Defuddle
Article content extractor — converts web pages to clean Markdown.
Goals
Extract the full body text of articles from arbitrary URLs so the podcast pipeline has real source material to work with. The current pipeline only stores Raindrop excerpts (~35 words each), which leaves the essay writer hallucinating specifics rather than citing sources.
Verdict
Strong fit. It's the right tool for this slot: a focused, dependency-light content extractor built specifically for the web-clipper use case. The CLI makes integration trivial — npx defuddle parse <url> --markdown outputs exactly what we need. No browser required.
What makes it effective
- Readability-class extraction without Readability's aggression. Defuddle is more forgiving — it removes clutter (comments, sidebars, nav) while keeping more of the actual article body. Less risk of gutting a piece by over-trimming.

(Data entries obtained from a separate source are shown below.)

PR #485, opened 2020-11-21
Enhance request symbol table fetch

karthikrg:
- Return null if uri prefix doesn't match. 
- If the fetch call 404s internally store an empty symbol table and return null. This will avoid repeated invocations to services that are not yet ready to support symbol tables

### DIFF
--- a/restli-tools/src/main/java/com/linkedin/restli/tools/symbol/RestLiSymbolTableProvider.java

- Markdown output natively. Other extractors hand back HTML and require a second pass. Defuddle emits Markdown directly via
--markdown, which is what Antfly and the essay writer expect. - Rich metadata. Returns author, title, publish date, word count, and schema.org data alongside the text — all fields the podcast outline step could use.
- Node.js / Bun compatible. Works as a library with JSDOM or linkedom, so it can be called inline from
sources.tswithout shelling out. npxzero-install CLI. Easy to prototype without adding a dep.

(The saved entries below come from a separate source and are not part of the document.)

PR #486, opened 2020-11-25
Add support for fetching experimental content types announced by the server

karthikrg:
This will help us incrementally support new content types for request bodies without upgrading all the servers.

### DIFF
--- a/restli-client/src/main/java/com/linkedin/restli/client/RestClient.java
+++ b/restli-client/src/main/java/com/linkedin/restli/client/RestClient.java
@@ -26,7 +26,6 @@ import com.linkedin.d2.balancer.KeyMapper;
 import com.linkedin.d2.balancer.ServiceUnavailableException;
 import com.linkedin.d2.balancer.util.URIKeyPair;
 import com.linkedin.d2.balancer.util.URIMappingResult;
-import com.linkedin.data.ByteString;
 import com.linkedin.data.DataMap;
 import com.linkedin.data.template.RecordTemplate;
 import com.linkedin.multipart.MultiPartMIMEUtils;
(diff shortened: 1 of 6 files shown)


restli-client/src/main/java/com/linkedin/restli/client/RestClient.java
```diff
@@ -414,53 +440,59 @@ public void onSuccess(ProtocolVersion protocolVersion)
...
+    }
+
+    try
+    {
+      _client.getMetadata(new URI(_uriPrefix + serviceName), Callbacks.handle(metadata ->
+      {
+        // Use the metadata from the server to extract protocol version only if versionOption is USE_LATEST_IF_AVAILABLE
+        final ProtocolVersion announcedVersion = (versionOption ==
+            ProtocolVersionOption.USE_LATEST_IF_AVAILABLE) ? getAnnouncedVersion(metadata) : null;
+        final Set<String> experimentalContentTypeHeaders = getExperimentalContentTypeHeaders(metadata);
```
karthikbalasub, line 479: Instead of call this experimental content type, can we just say these are server announced content types. Server can list them in the order of preference.

The client can then pick the first one it supports.

restli-client/src/main/java/com/linkedin/restli/client/RestClient.java
```diff
@@ -636,6 +714,11 @@ private ContentType resolveContentType(MessageHeadersBuilder<?> builder, DataMap
         {
           header = contentType.getHeaderKey();
         }
+        else if (_experimentalContentType != null
+            && experimentalContentTypeHeaders.contains(_experimentalContentType.getHeaderKey()))
+        {
+          header = _experimentalContentType.getHeaderKey();
+        }
```
karthikbalasub, line 721: This logic can be:

for header  in serverAnnouncedContentTypes {
  if (ContentType.get(header).isPresent()) {
    return ContentType.getRequestContentType(header, ..)
  }
}

karthikrg:
Based on offline discussions with @ChaoLinkedIn doing this may not be feasible given that zk properties are still controlled at a service level and are not central. Dropping this pr.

Friction / pain points / surprises
Requires a DOM — can't call with raw HTML string in Bun without a shim. In the browser it uses document; in Node/Bun it needs JSDOM or linkedom as a peer dep. Not a blocker but requires two packages.

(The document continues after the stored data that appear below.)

PR #492, opened 2020-12-10
Setup the base infra for generating new fluent api client bindings.

karthikbalasub:
New bindings will be generated from templates using velocity template engine.


gradle-plugins/src/main/java/com/linkedin/pegasus/gradle/PegasusPlugin.java
```diff
@@ -1917,6 +1919,10 @@ protected void configureRestClientGeneration(Project project, SourceSet sourceSe
           {
             task.setEnableArgFile(true);
           }
+          if (isPropertyTrue(project, ENABLE_FLUENT_API))
```
junchuanwang, line 1922: Do you plan to change it later? I thought this would be enabled by default: (fluentAPi constructed by default and users to decide whether to use it)

restli-tools/src/main/java/com/linkedin/restli/tools/clientgen/FluentApiGenerator.java
```diff
@@ -0,0 +1,257 @@
...
+        System.exit(0);
+      }
+      String targetDirectory = cl.getOptionValue('t');
+      String resolverPath = cl.getOptionValue('p');
+      if (ArgumentFileProcessor.isArgFile(resolverPath))
+      {
+        resolverPath = ArgumentFileProcessor.getContentsAsArray(resolverPath)[0];
+      }
+      String[] sources = cl.getArgs();
+      if (sources.length == 1 && ArgumentFileProcessor.isArgFile(sources[0]))
```
junchuanwang, line 111: though I know ArgFile is quite common now and a bit internal, I actually hope this comment can be surfaced somewhere, through help doc or something

junchuanwang (approved):
Quite clean and intuitive. LGTM

gradle-plugins/src/main/java/com/linkedin/pegasus/gradle/PegasusPlugin.java
karthikbalasub: Yes, when we do GA, we'll turn this on by default.

restli-tools/src/main/java/com/linkedin/restli/tools/clientgen/FluentApiGenerator.java
karthikbalasub: Good point. Updated to include help on using arg file.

Won't defeat paywalls or JavaScript-rendered content. Defuddle extracts from fetched HTML — if the page requires auth or JavaScript to populate the article body, it gets the paywall page or a blank <main>. The Raindrop articles are Substack and a blog; Substack free posts are server-rendered and should be fine.
May need --content-selector tuning for unusual page structures. Auto-detection works well for standard article layouts but can misfire on bespoke blog templates.
Integration path
In src/sources.ts, after fetching raindrop items, fetch each URL and pass the HTML to the Defuddle Node library, then store result.content (Markdown) instead of item.excerpt. This turns 103 words of metadata into potentially thousands of words of real source material.